For most of the past two months and changes, cruise ship stocks have increased – and largely decreased – together. When Carnival (NYSE: CCL) (NYSE: CUK) stocks move in a given week, Royal Caribbean International (NYSE: RCL) and Norwegian Cruise Line Holdings (NYSE: NCLH) go for the ride. A rising tide lifts all cruise ships?
There was a bit of a discrepancy last week. Carnival’s stock rose 2% for the week, increasing after announcing plans to resume sailing on August 1 on eight ships in three ports in Florida and Texas. The Norwegian plummeted 10% last week, slipping after an SEC filing raised concerns about the cruise line’s ability to continue operating. Royal Caribbean divided the spread, closing with a 2% drop for the week.
Passage of ships
It’s not a bad thing to see the three publicly traded cruise stocks split up. It is actually a healthy sign that the market is finally starting to assess each player on its own merits.

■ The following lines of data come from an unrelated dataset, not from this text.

PR #6810, opened 2020-11-04
[MU3] Fix #311986: handle duplicate voltas

jeetee:
Resolves: https://musescore.org/en/node/311986

Implemented preprocessing of voltas to linearize overlaps. In case of overlaps the voltas are split into smaller ones with the overlap using cross-section of both repeatlists as its repeatlist.

- [x] I signed [CLA](https://musescore.org/en/cla)
- [(N/A for 3.x)] I made sure the code in the PR follows [the coding rules](https://github.com/musescore/Documentation/blob/master/WorkflowAndGuidelines/CodeGuidelines.md)
- [x] I made sure the code compiles on my machine
- [x] I made sure there are no unnecessary changes in the code
- [x] I made sure the title of the PR reflects the core meaning of the issue you are solving
- [x] I made sure the commit message(s) contain a description and answer the question "Why do those changes fix that particular issue?" or "Why are those changes really necessary as improvements?"
- [x] I made sure the commit message title starts with "fix #424242:" if there is a related issue
- [x] I created the test (mtest, vtest, script test) to verify the changes I made

PR #6904, opened 2020-11-21
[MU4] Fix #311986: handle duplicate voltas

jeetee:
Resolves: https://musescore.org/en/node/311986

Cherry pick of PR #6810 from 3.x to master

### DIFF
--- a/libmscore/repeatlist.cpp
+++ b/libmscore/repeatlist.cpp
@@ -21,7 +21,7 @@
 #include "types.h"
 #include "volta.h"
 
-#include <stack>
+#include <list>
 #include <utility> // std::pair
 
 namespace Ms {
@@ -266,7 +266,7 @@ void RepeatList::flatten()
     do {
         s->addMeasure(m);
         m = m->nextMeasure();
-    }while (m);
+    } while (m);
     push_back(s);
 
     _expanded = false;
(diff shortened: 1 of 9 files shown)


vpereverzev:
https://github.com/musescore/MuseScore/pull/6904/checks?check_run_id=1436848735
code style check failure, should be easy to fix

jeetee:
I don't have uncrustify locally, and QtCreator seemed happy. Especially those multiline function arguments is what it does by default when using the Qt codestyle.
Do we have a style file for QtCreator as we did for 3.x ?

I'll apply those changes but FWIW I'm rather against the requirement to place the pointer indicator concatenated with the type name (being fully aware that this is somewhat a "holy war" point for many). My arguments against it are:
1. A T* itself isn't a type, the '*' itself is the type
2. It breaks style as soon as const comes into play, something that is very important to convey code intent
3. It completely break style when volatile comes into play (admittedly, as we're not doing hardware interfacing as much, this is probably a moot worry in the MS codebase).
4. (I might be biased here because of this) Coding safety standards such as the Barr standard call for the space to be there as a lexical safety rule.
Note that this only applies to the pointer type, not to the reference indicator, which should be concatenated.

jeetee:
@vpereverzev ready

You have to go a long way to find the last time each stock had its own compass. A week earlier had been a great week for all three actions. Carnival and Royal Caribbean increased by 17% and 14% respectively. Norwegian Cruise Line led the way with a 27% pop. All three fell the week before. Carnival and Royal Caribbean recorded identical declines of 5%, and the generally more volatile Norwegian fell 12%.
Last week was the exception to the rule. Investors either love all cruising stocks for a week or they hate them, and despite a strong overall recovery in battered stocks in recent weeks, Wall Street is still a landowner. Norwegian Cruise Line continues to be one of the most affected stocks this year, down 79% in 2020. Carnival and Royal Caribbean fared relatively better, treating their shareholders as cumulative declines of 72% and 70% since the beginning of the year.
The divergence is welcome at this point, because it means that one company will not pay for the sins of another. Will Royal Caribbean and NCL follow Carnival to strengthen their returns to travel with reduced fleets this summer? When Norway releases its quarterly results on Thursday, will each positive or negative piece be interpreted as a gospel for its most important peers?
The cruise line as a whole has taken a hit on its reputation, but each of the three players sails differently. Royal Caribbean released an encouraging note on Friday, noting that reservations for 2021 are in the historical ranges of the past at this time of year, with prices slightly higher. This is in stark contrast to Norwegian’s warning a few days earlier that reservations were down.
The Royal Caribbean update mentioned that only 45% of passengers on its canceled trips were requesting refunds, a welcome improvement to last month’s Carnival update, with 55% of their customers wanting to get their money back.
Investors are at the point where they are starting to discern between the three cruise lines, and this is good news for stock pickers. With a potential upheaval and a looming recession looming, they cannot all be winners, but perhaps we are now seeing that they will not all be losers either.